To effectively reduce dynamic compilation latency, a dynamic compilation system must improve its workload throughput, i.e. compile more application hotspots per unit of time. To achieve this goal in nSIM we analyze profiled code and JIT compile independent translation units in parallel. Furthermore we never pause the simulation to wait until the JIT compiler has finished generating code for a particular program hotspot. Instead we continue interpretive simulation concurrently with dynamic compilation, further hiding dynamic compilation overheads. For the user this means there are no unpleasant pause times and simulated applications are snappy and responsive which is really important when simulating applications that require real time simulation performance (e.g. SNPS DesignWare Audio Codec IP) or user interaction (e.g. full system OS simulation).
A novel way to dynamically discover and select program regions coupled with parallel and concurrent dynamic compilation makes nSIM a truly scalable simulator, capable of automatically adapting to changing workloads, efficiently exploiting parallelism and concurrency available on contemporary multi-core simulation hosts. Figure 1 clearly demonstrates the speedups achievable by the concurrent and parallel dynamic compiler built into nSIM Pro when compared to the free nSIM base version that only includes an interpretive simulator using the BioPerf benchmark suite.
Simulator behaves like real Hardware
It is extremely important that a processor simulator behaves like the final Hardware product to avoid unpleasant and costly surprises late in the development cycle. Therefore we spend a lot of time and effort making sure nSIM and RTL match precisely by exclusively relying on a verification methodology that deeply integrates nSIM into the Hardware verification process as ``The Golden Master Model’’.

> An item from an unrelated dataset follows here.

PR #81, opened 2018-11-22
exposed task execution metrics

amitkumar94:


task/src/main/java/com/flipkart/flux/impl/task/AkkaTask.java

Every new ISA feature is implemented in RTL and nSIM based on the description present in the programmers reference manual. Finally, during verification, both RTL and nSIM are executed in lock-step, comparing detailed architectural and micro-architectural state of the RTL and nSIM models after each step. This verification methodology is also commonly referred to as Online or Co-Simulation verification.
Every second we run thousands of randomly generated as well as directed tests using Co-Simulation, making sure RTL and nSIM are in sync and behave correctly. Compared to an offline verification strategy online verification significantly speeds up the verification process as it can pin-point errors instantly and precisely. There is no more need to perform time consuming post-mortem analysis of trace files that can never carry as much state information as is available at runtime. Furthermore, due to the fact that offline verification relies on the presence of instruction traces, it is bound by mundane but very real limits such as file size and file storage. Co-Simulation does not suffer from this problem and can easily stress test RTL and nSIM simulating many billion instructions yielding better test coverage for both RTL and nSIM.
Because of this deep integration of nSIM into the RTL verification process, nSIM users can rely on the fact that the programs they develop using the nSIM simulator will behave the same on final Hardware. This is true even for the most obscure corner cases that most of our users will most likely never run into, but which must be tested and verified during RTL development.